PR #4662, opened 2020-01-29
Bump python-setuptools-scm to 3.4.3

evgeni:


packages/pulpcore/python-setuptools-scm/python-setuptools-scm.spec
```diff
@@ -26,6 +26,7 @@ use_scm_version...
 Summary:        %{summary}
 %{?python_provide:%python_provide python3-%{pypi_name}}
 
+Requires:       python3-toml
```
ekohl: Nit: perhaps this should have an empty line after it

evgeni: It's a "bug" in our jinja2 template, but yeah I can move that manually.

PR #4546, opened 2020-01-06
update needed pulp3 clients

jlsherrill:

PR #4673, opened 2020-01-30
bump rubygem-pulpcore_client epoch

jlsherrill:
so that its newer than the 3.0.0rc2


jlsherrill:
This repoclosure issue seemed to happen previously as well: 
https://github.com/theforeman/foreman-packaging/pull/4546#issuecomment-571290263

PR #4678, opened 2020-02-03
Remove ror_scl from tfm

zjhuntin:


packages/foreman/tfm/tfm.spec
```diff
@@ -199,7 +190,6 @@ export LD_LIBRARY_PATH=%{_libdir}\${LD_LIBRARY_PATH:+:\${LD_LIBRARY_PATH}}
 export MANPATH=%{_mandir}:\${MANPATH}
 export CPATH=%{_includedir}\${CPATH:+:\${CPATH}}
 export PKG_CONFIG_PATH=%{_libdir}/pkgconfig\${PKG_CONFIG_PATH:+:\${PKG_CONFIG_PATH}}
-export GEM_PATH=%{gem_dir}:\${GEM_PATH:+\${GEM_PATH}}\${GEM_PATH:-\`scl enable %{scl_ror} -- ruby -e "print Gem.path.join(':')"\`}
```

- [Instructions for the task]
Retype all the material exactly, missing nothing.

- [Answer box]
PR #4662, opened 2020-01-29
Bump python-setuptools-scm to 3.4.3

evgeni:


packages/pulpcore/python-setuptools-scm/python-setuptools-scm.spec
```diff
@@ -26,6 +26,7 @@ use_scm_version...
 Summary:        %{summary}
 %{?python_provide:%python_provide python3-%{pypi_name}}
 
+Requires:       python3-toml
```
ekohl: Nit: perhaps this should have an empty line after it

evgeni: It's a "bug" in our jinja2 template, but yeah I can move that manually.

PR #4546, opened 2020-01-06
update needed pulp3 clients

jlsherrill:

PR #4673, opened 2020-01-30
bump rubygem-pulpcore_client epoch

jlsherrill:
so that its newer than the 3.0.0rc2


jlsherrill:
This repoclosure issue seemed to happen previously as well: 
https://github.com/theforeman/foreman-packaging/pull/4546#issuecomment-571290263

PR #4678, opened 2020-02-03
Remove ror_scl from tfm

zjhuntin:


packages/foreman/tfm/tfm.spec
```diff
@@ -199,7 +190,6 @@ export LD_LIBRARY_PATH=%{_libdir}\${LD_LIBRARY_PATH:+:\${LD_LIBRARY_PATH}}
 export MANPATH=%{_mandir}:\${MANPATH}
 export CPATH=%{_includedir}\${CPATH:+:\${CPATH}}
 export PKG_CONFIG_PATH=%{_libdir}/pkgconfig\${PKG_CONFIG_PATH:+:\${PKG_CONFIG_PATH}}
-export GEM_PATH=%{gem_dir}:\${GEM_PATH:+\${GEM_PATH}}\${GEM_PATH:-\`scl enable %{scl_ror} -- ruby -e "print Gem.path.join(':')"\`}
```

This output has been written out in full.